By Julius Melnitzer | February 24, 2021
Bankruptcy trustee can’t initiate FLA equalization claims
The Ontario Court of Appeal has ruled that a trustee in bankruptcy cannot initiate a claim for recovery of a Family Law Act equalization entitlement. The court focused on the exclusion of property that is “personal as between the parties” from the broad definition of “property” in the Bankruptcy and Insolvency Act.
RELATED STORY: Amicus Curiae in private family law cases
Garth Drabinsky’s wife can’t keep $2.625 million home
Former entertainment mogul Garth Drabinsky won’t get away with transferring his multi-million dollar Toronto home to his wife for $2. The Ontario Court of Appeal has upheld Justice Ed Morgan’s 2017 decision voiding the transaction as a fraudulent conveyance. The appellate bench merely adopted Morgan’s reasons.
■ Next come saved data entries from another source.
PR #2325, opened 2020-11-09
Add string interning

coolreader18:
|:---|---:|---:|---:|---:|
| `./rustpython-norm benchmarks/pystone.py 500000` | 78.248 ± 1.790 | 76.982 | 79.513 | 1.12 ± 0.05 |
| `./rustpython-opt benchmarks/pystone.py 500000` | 70.099 ± 2.543 | 68.301 | 71.897 | 1.00 |


coolreader18:
Ah, crap, I meant to make the rustpython_bytecode::bytecode flattening a separate commit, one sec

coolreader18:
Alright, ready for review now.

vm/src/builtins/code.rs
```diff
@@ -74,16 +75,71 @@ impl Constant for PyConstant {
...
+        let vm = self.0;
+        let ctx = &vm.ctx;
+        let obj = match constant {
+            bytecode::BorrowedConstant::Integer { value } => ctx.new_bigint(value),
+            bytecode::BorrowedConstant::Float { value } => ctx.new_float(value),
+            bytecode::BorrowedConstant::Complex { value } => ctx.new_complex(value),
+            bytecode::BorrowedConstant::Str { value } if value.len() <= 20 => {
+                vm.intern_string(value).into_object()
+            }
+            bytecode::BorrowedConstant::Str { value } => vm.ctx.new_str(value),
```
youknowone, line 120: Does constant interning also affect by string length?

youknowone (commented):
Will you explain a bit about PyStrExact?
I am curious how it works in CPython and how they make benefits in RustPython comparing to bare PyStr.

vm/src/builtins/code.rs
coolreader18: Oh, I think I confused it with [this](http://guilload.com/python-string-interning/#avoiding-large-pyc-files), I think it would be interned still.

coolreader18:
> Would you explain a bit about PyStrExact?

Yeah, so it's a lot easier to deal with interning if you know that everything in the dict is a strict `str`, cause subclasses' `__eq__` or `__hash__` implementations might raise an exception. I might actually make a `PyRefExact<T>` struct though, to make it more general over any type.

youknowone (approved):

Philip Anisman, a Toronto-based securities lawyer now practising at COE ADR Mediation, brought the action, in which he represented himself. At the time of the transfer, Drabinsky had substantial debts. They included a $61,000 judgment for Anisman’s fees for representing Drabinsky before the Ontario Securities Commission.
Codina stays in jail
Angela Codina has failed in her bid to re-open her conviction and sentence appeals. The high-profile former immigration lawyer received a seven-year sentence in 2018 following her conviction on fraud charges of overbilling Legal Aid.
In separate judgments in 2020, the Court of Appeal dismissed her original appeals. But instead of applying for leave to appeal to the Supreme Court of Canada, she asked the Court of Appeal to re-open her appeals. The panel would have none of it, summarily disposing of her submissions as either repetitive of her earlier arguments, or irrelevant.
Mediation reports facilitate class action settlement approval
The British Columbia Supreme Court’s recent decision in Denluck v. The Board of Trustees for the Boilermakers’ Lodge 359 Pension Plan demonstrates the important role a mediator can play in facilitating a court’s approval of a class action.
In this case, Ari Kaplan, an expert in pension and benefits law, mediated the settlement between the parties. Justice Andrew Mayer effectively used Kaplan’s report as part of the test for approving the settlement, both in establishing a lack of collusion and in assessing the cost-benefits aspect of the agreement. Particularly notable is Mayer’s adoption of Kaplan’s statement that the parties “ought to have a wide latitude to construing the boundaries of their zone of reasonableness in reaching a Settlement Amount.”